#### TO DO
Over all lines in the data below, count those holding "SetHooks" and give only the result.

--- MATERIAL FOR THIS EXERCISE Enclosed Below ---

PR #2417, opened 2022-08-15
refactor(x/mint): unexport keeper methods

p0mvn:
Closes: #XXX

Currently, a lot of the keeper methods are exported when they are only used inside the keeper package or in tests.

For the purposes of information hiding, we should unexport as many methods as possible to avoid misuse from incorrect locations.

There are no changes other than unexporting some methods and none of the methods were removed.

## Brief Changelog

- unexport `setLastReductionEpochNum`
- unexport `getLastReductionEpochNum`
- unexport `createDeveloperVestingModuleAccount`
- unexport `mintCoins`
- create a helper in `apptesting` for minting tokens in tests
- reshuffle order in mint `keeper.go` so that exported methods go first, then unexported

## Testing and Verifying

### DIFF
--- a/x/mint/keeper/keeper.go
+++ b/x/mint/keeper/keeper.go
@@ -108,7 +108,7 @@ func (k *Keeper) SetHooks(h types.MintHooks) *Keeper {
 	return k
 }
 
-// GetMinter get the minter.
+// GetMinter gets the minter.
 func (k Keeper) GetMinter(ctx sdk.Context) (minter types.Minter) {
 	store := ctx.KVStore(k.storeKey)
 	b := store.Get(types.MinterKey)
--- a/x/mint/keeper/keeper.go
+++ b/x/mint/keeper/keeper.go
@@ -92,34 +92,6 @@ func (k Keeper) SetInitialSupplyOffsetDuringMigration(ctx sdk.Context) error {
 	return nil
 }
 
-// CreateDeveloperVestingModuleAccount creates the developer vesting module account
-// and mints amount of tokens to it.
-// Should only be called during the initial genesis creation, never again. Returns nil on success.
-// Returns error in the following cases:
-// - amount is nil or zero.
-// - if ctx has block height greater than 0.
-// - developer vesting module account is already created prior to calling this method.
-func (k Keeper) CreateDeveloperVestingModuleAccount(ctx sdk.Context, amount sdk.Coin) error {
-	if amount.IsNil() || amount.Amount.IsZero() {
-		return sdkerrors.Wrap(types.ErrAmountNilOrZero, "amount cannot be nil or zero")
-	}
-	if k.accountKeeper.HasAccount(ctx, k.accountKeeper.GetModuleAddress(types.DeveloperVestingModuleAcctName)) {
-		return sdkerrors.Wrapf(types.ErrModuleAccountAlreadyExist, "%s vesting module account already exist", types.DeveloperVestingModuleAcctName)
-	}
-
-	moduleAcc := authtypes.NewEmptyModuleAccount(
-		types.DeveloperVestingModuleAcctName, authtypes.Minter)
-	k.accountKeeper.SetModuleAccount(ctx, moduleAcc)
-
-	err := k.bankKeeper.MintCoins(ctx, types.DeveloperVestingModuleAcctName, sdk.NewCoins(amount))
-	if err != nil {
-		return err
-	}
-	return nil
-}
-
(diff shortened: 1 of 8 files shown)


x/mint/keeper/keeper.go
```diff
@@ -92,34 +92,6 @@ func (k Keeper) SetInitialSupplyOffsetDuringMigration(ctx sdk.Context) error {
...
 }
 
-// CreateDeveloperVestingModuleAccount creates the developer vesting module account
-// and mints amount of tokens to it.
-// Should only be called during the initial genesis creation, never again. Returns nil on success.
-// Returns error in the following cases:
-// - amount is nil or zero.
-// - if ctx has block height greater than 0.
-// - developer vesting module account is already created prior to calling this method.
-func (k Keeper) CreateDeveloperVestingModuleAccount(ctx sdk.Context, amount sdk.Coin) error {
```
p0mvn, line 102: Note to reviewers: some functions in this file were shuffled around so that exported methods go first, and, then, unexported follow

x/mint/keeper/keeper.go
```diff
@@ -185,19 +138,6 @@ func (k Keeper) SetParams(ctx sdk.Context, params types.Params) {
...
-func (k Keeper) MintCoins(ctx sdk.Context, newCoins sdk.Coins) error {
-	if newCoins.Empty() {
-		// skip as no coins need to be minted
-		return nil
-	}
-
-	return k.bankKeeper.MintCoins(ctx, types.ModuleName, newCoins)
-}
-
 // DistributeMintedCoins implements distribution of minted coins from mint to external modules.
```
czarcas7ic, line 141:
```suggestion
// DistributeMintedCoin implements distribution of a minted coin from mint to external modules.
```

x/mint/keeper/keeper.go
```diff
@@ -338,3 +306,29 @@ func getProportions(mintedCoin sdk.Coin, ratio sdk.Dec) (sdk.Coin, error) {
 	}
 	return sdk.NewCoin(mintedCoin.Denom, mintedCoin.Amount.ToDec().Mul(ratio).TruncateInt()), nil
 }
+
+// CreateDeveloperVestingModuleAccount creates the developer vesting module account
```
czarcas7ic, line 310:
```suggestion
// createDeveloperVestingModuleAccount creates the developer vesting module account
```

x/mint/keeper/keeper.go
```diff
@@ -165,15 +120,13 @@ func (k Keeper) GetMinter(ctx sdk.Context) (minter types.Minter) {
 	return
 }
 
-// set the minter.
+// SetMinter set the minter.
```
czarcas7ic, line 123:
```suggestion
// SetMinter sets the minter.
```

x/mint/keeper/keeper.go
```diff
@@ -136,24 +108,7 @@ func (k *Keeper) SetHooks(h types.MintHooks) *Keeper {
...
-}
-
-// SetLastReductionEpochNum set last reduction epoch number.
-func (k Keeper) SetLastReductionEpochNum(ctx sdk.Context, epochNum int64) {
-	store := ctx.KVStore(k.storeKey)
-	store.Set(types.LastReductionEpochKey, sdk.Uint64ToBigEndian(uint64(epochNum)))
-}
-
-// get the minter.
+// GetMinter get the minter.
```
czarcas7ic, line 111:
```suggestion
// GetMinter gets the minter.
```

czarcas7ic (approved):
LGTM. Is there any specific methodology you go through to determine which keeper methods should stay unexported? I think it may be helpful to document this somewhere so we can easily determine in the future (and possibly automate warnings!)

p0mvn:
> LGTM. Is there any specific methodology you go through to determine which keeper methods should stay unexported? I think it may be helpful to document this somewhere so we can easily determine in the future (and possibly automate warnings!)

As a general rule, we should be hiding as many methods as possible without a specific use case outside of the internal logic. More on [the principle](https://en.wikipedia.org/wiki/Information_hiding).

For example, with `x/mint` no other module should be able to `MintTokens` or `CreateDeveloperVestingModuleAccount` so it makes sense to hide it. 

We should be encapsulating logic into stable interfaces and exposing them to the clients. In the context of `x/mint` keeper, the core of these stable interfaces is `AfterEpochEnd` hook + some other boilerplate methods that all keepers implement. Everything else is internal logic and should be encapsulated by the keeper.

--- End of Enclosed MATERIAL FOR THIS EXERCISE ---
--- MATERIAL FOR THIS EXERCISE Enclosed Below ---

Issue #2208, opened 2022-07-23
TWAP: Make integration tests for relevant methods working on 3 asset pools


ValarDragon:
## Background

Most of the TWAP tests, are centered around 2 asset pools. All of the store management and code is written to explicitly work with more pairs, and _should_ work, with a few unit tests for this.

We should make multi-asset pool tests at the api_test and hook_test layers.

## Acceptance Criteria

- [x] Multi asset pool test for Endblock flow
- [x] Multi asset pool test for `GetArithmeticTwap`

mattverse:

--- End of Enclosed MATERIAL FOR THIS EXERCISE ---
--- MATERIAL FOR THIS EXERCISE Enclosed Below ---

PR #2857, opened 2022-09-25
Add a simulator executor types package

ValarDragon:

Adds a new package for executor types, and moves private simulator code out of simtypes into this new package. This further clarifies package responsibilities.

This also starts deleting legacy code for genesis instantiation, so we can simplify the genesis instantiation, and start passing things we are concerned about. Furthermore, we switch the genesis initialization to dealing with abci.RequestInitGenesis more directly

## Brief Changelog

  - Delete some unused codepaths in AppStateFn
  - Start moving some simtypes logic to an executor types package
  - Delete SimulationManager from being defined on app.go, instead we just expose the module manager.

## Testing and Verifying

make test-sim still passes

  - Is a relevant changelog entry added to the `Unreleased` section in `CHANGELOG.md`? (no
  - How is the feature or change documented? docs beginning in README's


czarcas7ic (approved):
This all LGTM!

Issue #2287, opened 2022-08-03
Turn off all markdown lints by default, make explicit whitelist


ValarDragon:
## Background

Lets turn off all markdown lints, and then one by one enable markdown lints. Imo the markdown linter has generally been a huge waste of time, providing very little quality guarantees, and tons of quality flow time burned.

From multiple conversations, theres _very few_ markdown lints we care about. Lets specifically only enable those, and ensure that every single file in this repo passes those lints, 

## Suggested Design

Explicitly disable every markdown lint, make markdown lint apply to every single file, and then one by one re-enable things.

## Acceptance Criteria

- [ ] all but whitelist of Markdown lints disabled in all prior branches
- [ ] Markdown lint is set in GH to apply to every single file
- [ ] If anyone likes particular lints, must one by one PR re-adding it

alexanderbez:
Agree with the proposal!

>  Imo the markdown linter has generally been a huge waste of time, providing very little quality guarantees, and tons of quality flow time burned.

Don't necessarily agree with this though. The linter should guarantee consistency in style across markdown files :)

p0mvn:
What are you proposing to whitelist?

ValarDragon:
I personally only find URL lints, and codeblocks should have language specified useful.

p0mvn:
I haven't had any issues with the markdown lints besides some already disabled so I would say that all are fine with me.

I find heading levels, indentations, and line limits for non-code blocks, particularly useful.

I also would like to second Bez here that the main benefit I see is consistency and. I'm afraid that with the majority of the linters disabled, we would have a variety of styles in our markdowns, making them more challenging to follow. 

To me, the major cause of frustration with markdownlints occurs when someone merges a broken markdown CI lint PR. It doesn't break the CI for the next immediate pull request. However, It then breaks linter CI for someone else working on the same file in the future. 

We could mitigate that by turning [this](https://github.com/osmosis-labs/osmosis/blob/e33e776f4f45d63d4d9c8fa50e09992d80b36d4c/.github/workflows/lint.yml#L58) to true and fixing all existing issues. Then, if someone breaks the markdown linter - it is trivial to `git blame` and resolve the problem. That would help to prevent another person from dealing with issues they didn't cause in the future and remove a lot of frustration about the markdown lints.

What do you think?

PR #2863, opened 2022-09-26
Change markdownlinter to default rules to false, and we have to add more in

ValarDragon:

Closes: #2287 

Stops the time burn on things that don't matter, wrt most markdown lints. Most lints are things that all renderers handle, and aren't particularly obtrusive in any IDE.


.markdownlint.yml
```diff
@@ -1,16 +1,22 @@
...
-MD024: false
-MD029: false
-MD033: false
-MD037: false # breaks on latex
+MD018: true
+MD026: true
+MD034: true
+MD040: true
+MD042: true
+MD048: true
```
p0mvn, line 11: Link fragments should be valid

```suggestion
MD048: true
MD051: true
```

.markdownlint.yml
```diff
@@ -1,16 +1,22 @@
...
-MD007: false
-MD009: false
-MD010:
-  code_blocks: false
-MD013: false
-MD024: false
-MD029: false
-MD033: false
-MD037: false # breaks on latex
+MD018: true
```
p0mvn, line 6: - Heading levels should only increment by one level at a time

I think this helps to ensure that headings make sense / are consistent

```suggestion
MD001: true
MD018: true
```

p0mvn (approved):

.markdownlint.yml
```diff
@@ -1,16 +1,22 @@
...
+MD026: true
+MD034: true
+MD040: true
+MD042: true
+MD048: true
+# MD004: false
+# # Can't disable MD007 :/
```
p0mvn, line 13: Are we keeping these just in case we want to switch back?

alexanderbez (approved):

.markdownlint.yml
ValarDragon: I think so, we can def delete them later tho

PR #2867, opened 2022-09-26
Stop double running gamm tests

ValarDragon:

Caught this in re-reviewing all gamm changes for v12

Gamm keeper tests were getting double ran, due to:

--- End of Enclosed MATERIAL FOR THIS EXERCISE ---

#### EXERCISE SOLUTION
2